● **REQUIREMENT**
Each line of the data below from the one holding "ludtkemorgan: I ran" to the one holding "PR #4852, opened 2025-05-05", inclusive, is to be reproduced exactly; no other line belongs in the answer.
⁂
Issue #4817, opened 2025-04-16
Partners Listings Table View - Missing/Repeat Listings


mcgarrye:
- [ ] General
- [x] Backend
- [ ] Public
- [x] Partners

## Background / Issue
Listings table view on the Partners site is showing repeat listings across pages which causes other listings never to show when sorting by Status.
## Technical Context
The Partner site is sending back a request to OrderBy Status and OrderDir ASC, with Limit 8. The `list` function in ListingService is calling the db, but the returned listings are not sorted/paginated? correctly. Further investigation needed.
## Acceptance Criteria
Listing table view does not have any repeats and shows all listings when sorting by Status.
## QA Notes

** Please provide as much information as possible (screenshots, documentation, etc) **

mcgarrye:
QA: Play around with sorting on the partners listing view. Have more than 8 listings with a single status to make sure issue is resolved.

PR #4835, opened 2025-04-23
fix: listing status sort bug

mcgarrye:
This PR addresses [#(4817)](https://github.com/bloom-housing/bloom/issues/4817)

## Description

When sorting and paginating on listings with OrderBy set to `status`, Prisma may return repeats on different pages since `status` is not unique and can include a large number of listings, causing some listings not to appear at all.

The solution is to include a secondary sort by name. This way it will sort by status and then subsort by name.

Play around with sorting on the partners listing view. Have more than 8 listings with a single status to make sure issue is resolved.

## Author Checklist:

## Review Process:


api/test/unit/services/listing.service.spec.ts
```diff
@@ -837,6 +840,9 @@ describe('Testing listing service', () => {
           {
             name: 'asc',
           },
+          {
```
emilyjablonski, line 843: **question:** J curious why this is duplicated?

emilyjablonski:
Do you have a repeatable set of repro steps? I can't repro this on main, and want to make sure I can compare the same steps! I have 11 open listings locally.

api/test/unit/services/listing.service.spec.ts
mcgarrye: The code doesn't check if it is already attempting to sort by name so it appends the second name sort regardless.

mcgarrye:
> Do you have a repeatable set of repro steps? I can't repro this on main, and want to make sure I can compare the same steps! I have 11 open listings locally.

It's tricky to repo. The more listings with the same status the more likely it is to appear. Sometimes bring the app down and restarting it, and hard reloading the page will give a different result but no promises

emilyjablonski:
@mcgarrye I don't know that we'll be able to confidently know we've fixed it unless we get repeatable steps - otherwise it's just a best guess, which is fine if that's all we have! Is it possible there's a specific number of listings / default sorting that generates the issue?

mcgarrye:
> https://deploy-preview-4835--partners-bloom-dev.netlify.app

The issue is currently present on Core for open listings. One could download a copy of the core db locally and see if it resolves the issue

emilyjablonski:
Sounds good! @mcgarrye Can I confirm if that's a step you took in testing? It was looking good to me locally, but just want to confirm that's been done at least once :) Then lgtm!

mcgarrye:
> Sounds good! @mcgarrye Can I confirm if that's a step you took in testing? It was looking good to me locally, but just want to confirm that's been done at least once :) Then lgtm!

I sure did!

emilyjablonski (approved):
Fabulous ✨

PR #4844, opened 2025-04-30
fix: add coverage thresholds

ludtkemorgan:

## Description

## Author Checklist:

## Review Process:


sites/partners/jest.config.js
```diff
@@ -21,10 +21,10 @@ module.exports = {
   coverageDirectory: "test-coverage",
   coverageThreshold: {
     global: {
-      branches: 0,
-      functions: 0,
-      lines: 0,
-      statements: 0,
+      branches: 41,
```
emilyjablonski, line 24: **question:** Just curious how these numbers were chosen?

ludtkemorgan: I ran the coverage reports and chose the closest whole number. These numbers need to be close to what we currently have so that if new tests aren't added it will trigger these threshold numbers

ludtkemorgan: https://docs.google.com/spreadsheets/d/1d55fjCK5g-9DdfPcxYQz3rlymyV3y90Gff6T7zCXVEA/edit?gid=1873339964#gid=1873339964

YazeedLoonat: I believe you would need to get enough coverage on new things to keep the coverage thresholds at least at where they are 

I think we can probably give ourselves some wiggle room though, the api always had wiggle room (even though that allowed our coverage % to gradually drop off 😭 )

ludtkemorgan: I can lower the thresholds for the ones that are super close. However, more tests have been written since I created these thresholds so there probably is more buffer now

YazeedLoonat (approved):
@ludtkemorgan this looks good, and I'm gonna approve but I do have a comment in one of the comment threads asking for a lil bit of wiggle room to be built into these coverage thresholds

PR #4852, opened 2025-05-05
fix: reduce fetch on individual application

emilyjablonski:
This PR addresses #4853

## Description

The individual application view page was calling the application and listing each twice - and it was fetching the `full` view for a listing when it only needed the `base`.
⁂
● **EXERCISE SOLUTION**
ludtkemorgan: I ran the coverage reports and chose the closest whole number. These numbers need to be close to what we currently have so that if new tests aren't added it will trigger these threshold numbers

ludtkemorgan: https://docs.google.com/spreadsheets/d/1d55fjCK5g-9DdfPcxYQz3rlymyV3y90Gff6T7zCXVEA/edit?gid=1873339964#gid=1873339964

YazeedLoonat: I believe you would need to get enough coverage on new things to keep the coverage thresholds at least at where they are 

I think we can probably give ourselves some wiggle room though, the api always had wiggle room (even though that allowed our coverage % to gradually drop off 😭 )

ludtkemorgan: I can lower the thresholds for the ones that are super close. However, more tests have been written since I created these thresholds so there probably is more buffer now

YazeedLoonat (approved):
@ludtkemorgan this looks good, and I'm gonna approve but I do have a comment in one of the comment threads asking for a lil bit of wiggle room to be built into these coverage thresholds

PR #4852, opened 2025-05-05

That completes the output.